In the coming months, she wrote and issued news releases, spoke with reporters, was assigned by Cesar to head up an all-female picket line, picketed the houses of farm labor contractors who recruited scabs (strikebreakers), and found herself in a war zone—the increasingly bitter battleground of Delano at the dawn of the epic five-year long vineyard walkouts.

Wendy joined Cesar and Helen Chavez at spartan Sunday masses held in Delano parks with “a lovely banner of the Virgin of Guadalupe adorn[ing] the altar” and “where we would sing the haunting song ‘De Colores.’”

As the strike dragged into the fall months, “it got colder and colder in the early morning.” In the “bitter cold and foggy darkness” they would “jump up and down to stay warm and hollered to energize our freezing bodies.”

Forty-four picketers were arrested and jailed for saying the word “Huelga!”—including 11 women with a total of 76 children. “Cesar blithely asked me to take care of the 76 children while their moms were in jail,” Wendy noted.

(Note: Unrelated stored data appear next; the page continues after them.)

PR #3046, opened 2018-08-01
Adding cancel support through navigation

nickrandolph:
Feature

Cancellation of navigation is only supported via Cancellation token (ie can't cancel within navigation lifecycle)

Navigation can still be cancelled via cancellation token (ie by code that triggers navigation)
Navigation can also be cancelled throughout the navigation lifecycle

Yes - added support for MvxNavigationEventArgs

- [ ] All projects build

### DIFF
--- a/MvvmCross/Navigation/EventArguments/NavigateEventArgs.cs
+++ b/MvvmCross/Navigation/EventArguments/NavigateEventArgs.cs
@@ -22,7 +22,7 @@ namespace MvvmCross.Navigation.EventArguments
             Mode = mode;
         }
 
-        public MvxNavigateEventArgs(NavigationMode mode, IMvxViewModel viewModel, CancellationToken cancellationToken = default) : this(mode, cancellationToken)
+        public MvxNavigateEventArgs(IMvxViewModel viewModel, NavigationMode mode, CancellationToken cancellationToken = default) : this(mode, cancellationToken)
         {
             ViewModel = viewModel;
         }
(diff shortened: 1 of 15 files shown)


MvvmCross/Navigation/EventArguments/NavigateEventArgs.cs
```diff
@@ -2,25 +2,32 @@
...
+
+    public class MvxNavigateEventArgs : MvxCancelEventArgs, IMvxNavigateEventArgs
+    {
+        public MvxNavigateEventArgs(NavigationMode mode, CancellationToken cancellationToken = default) : base(cancellationToken)
         {
+            Mode = mode;
         }
 
-        public NavigateEventArgs(IMvxViewModel viewModel, CancellationToken cancellationToken = default(CancellationToken))
+        public MvxNavigateEventArgs(NavigationMode mode, IMvxViewModel viewModel, CancellationToken cancellationToken = default) : this(mode, cancellationToken)
```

She left the strike for Washington, D.C. in 1966 to develop rural health programs under Sargent Schriver, head of the War on Poverty. That fall, Cesar called her. Volunteer doctors and nurses came to Delano to care for strikers and their families, but he needed a clinic and asked Wendy to help raise the money.

Working with New York Senator Robert F. Kennedy and his legislative assistant, Peter Edelman, Wendy organized a fundraiser in 1967 at a swank Marin County home overlooking San Francisco Bay. She and Edelman drove Senator Kennedy and Cesar to the successful event, where Kennedy introduced her to Dr. David Brooks, who she later married.

Wendy and David Brooks began a clinic for farm workers in Woodville, Calif. Moving to Telluride, Colorado, she founded and directed the Telluride Academy, offering outdoor education for hundreds of children a year, many on scholarships. She retired in 2007.

Wendy Goepel Brooks is survived by brothers Steven and Bruce Goepel; sons Demian and Dylan Brooks, and grandchildren Julien Philip, Amelia, Theo, Elin, and Erik. She was preceded in death by her son Darius, sister Carol (Cookie) Graff, and her parents, Walter and Louise Goepel. A celebration of life is set for 4 p.m. on June 15, at the Michael D. Palm Theater, 721 W. Colorado Ave., Telluride, Colorado 81435.

From left in the back row of this photo from the 1965 grape strike are Wendy Goepel, Luis Valdez, Cesar Chavez, a grape striker, and Donna Haber. Emilio Huerta, Dolores Huerta’s son, is in the right front.
Wendy Goepel Brooks addressed the 50th anniversary commemoration of the 1965-1970 Delano grape strike in 2015, representing all of the union’s staff members from that era.